What is expected: The lines below starting at the line containing "There is a use" and ending at the line containing "this will call" are to be repeated exactly, with both ends kept and nothing else added.

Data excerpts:
Segment Open
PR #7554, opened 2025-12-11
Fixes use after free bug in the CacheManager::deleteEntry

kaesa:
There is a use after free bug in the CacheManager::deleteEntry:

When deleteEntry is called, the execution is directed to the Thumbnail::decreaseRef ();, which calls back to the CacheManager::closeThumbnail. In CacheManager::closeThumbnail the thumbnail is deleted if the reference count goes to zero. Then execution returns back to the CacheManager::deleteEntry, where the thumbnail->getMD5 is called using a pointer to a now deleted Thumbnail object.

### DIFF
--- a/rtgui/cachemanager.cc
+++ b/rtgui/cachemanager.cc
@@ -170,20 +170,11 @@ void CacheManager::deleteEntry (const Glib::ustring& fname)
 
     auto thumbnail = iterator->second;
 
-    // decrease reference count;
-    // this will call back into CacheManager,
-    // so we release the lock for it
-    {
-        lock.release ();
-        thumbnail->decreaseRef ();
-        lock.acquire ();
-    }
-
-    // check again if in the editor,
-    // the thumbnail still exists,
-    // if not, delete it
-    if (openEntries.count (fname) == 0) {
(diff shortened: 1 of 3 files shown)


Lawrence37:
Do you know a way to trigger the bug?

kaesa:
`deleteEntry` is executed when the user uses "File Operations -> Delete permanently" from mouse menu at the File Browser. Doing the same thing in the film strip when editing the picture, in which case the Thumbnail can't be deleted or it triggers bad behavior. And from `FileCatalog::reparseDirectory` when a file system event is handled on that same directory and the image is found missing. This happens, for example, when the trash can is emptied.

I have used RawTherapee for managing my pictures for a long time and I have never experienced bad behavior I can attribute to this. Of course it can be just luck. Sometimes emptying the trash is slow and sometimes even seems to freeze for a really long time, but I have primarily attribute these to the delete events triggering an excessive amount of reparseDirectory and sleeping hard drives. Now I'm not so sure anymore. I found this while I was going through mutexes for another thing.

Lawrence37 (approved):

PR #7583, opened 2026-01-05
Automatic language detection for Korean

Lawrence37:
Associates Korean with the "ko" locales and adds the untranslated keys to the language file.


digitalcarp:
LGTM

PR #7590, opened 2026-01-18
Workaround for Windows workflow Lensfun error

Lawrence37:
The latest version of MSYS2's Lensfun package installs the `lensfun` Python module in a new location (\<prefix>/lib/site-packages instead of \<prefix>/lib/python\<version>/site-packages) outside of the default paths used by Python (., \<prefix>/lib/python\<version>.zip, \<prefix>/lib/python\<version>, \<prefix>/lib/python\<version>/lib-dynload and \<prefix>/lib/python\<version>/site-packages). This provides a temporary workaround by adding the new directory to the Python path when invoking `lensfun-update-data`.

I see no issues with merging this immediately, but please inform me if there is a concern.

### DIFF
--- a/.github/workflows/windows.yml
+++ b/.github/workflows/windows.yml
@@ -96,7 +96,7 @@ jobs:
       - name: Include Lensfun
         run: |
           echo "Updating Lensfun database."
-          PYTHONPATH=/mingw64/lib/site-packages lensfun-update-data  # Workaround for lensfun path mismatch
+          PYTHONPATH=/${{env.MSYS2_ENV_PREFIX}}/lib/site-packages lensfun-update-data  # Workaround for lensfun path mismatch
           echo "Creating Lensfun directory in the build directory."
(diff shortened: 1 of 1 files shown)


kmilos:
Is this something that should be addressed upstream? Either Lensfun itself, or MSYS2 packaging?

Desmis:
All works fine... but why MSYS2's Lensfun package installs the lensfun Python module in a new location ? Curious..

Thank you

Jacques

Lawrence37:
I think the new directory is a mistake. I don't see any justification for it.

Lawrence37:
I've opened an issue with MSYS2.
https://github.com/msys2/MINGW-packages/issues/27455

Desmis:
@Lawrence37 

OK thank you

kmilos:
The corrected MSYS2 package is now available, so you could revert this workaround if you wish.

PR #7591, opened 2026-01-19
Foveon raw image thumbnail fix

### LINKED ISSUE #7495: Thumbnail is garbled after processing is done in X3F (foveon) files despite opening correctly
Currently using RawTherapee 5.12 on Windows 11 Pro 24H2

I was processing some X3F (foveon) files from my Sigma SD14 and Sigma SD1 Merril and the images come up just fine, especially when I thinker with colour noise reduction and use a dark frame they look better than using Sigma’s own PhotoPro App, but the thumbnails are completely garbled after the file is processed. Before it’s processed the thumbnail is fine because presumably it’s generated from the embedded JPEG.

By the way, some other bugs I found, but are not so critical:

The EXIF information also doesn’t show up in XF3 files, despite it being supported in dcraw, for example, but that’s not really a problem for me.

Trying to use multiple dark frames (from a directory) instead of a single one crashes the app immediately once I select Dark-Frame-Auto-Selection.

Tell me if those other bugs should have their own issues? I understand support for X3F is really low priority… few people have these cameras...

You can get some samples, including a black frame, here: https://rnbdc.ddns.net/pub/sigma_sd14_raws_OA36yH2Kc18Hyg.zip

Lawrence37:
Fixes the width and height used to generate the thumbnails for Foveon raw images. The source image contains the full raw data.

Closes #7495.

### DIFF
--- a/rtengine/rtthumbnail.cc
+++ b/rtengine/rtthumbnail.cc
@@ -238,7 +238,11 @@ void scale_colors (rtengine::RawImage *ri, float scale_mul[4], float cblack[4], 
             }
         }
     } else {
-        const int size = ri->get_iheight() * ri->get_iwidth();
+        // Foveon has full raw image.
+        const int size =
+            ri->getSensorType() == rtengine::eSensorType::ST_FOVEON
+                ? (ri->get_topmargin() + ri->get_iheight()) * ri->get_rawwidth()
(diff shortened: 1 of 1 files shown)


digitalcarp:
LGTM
Segment Closed
Expected answer:
There is a use after free bug in the CacheManager::deleteEntry:

When deleteEntry is called, the execution is directed to the Thumbnail::decreaseRef ();, which calls back to the CacheManager::closeThumbnail. In CacheManager::closeThumbnail the thumbnail is deleted if the reference count goes to zero. Then execution returns back to the CacheManager::deleteEntry, where the thumbnail->getMD5 is called using a pointer to a now deleted Thumbnail object.

### DIFF
--- a/rtgui/cachemanager.cc
+++ b/rtgui/cachemanager.cc
@@ -170,20 +170,11 @@ void CacheManager::deleteEntry (const Glib::ustring& fname)
 
     auto thumbnail = iterator->second;
 
-    // decrease reference count;
-    // this will call back into CacheManager,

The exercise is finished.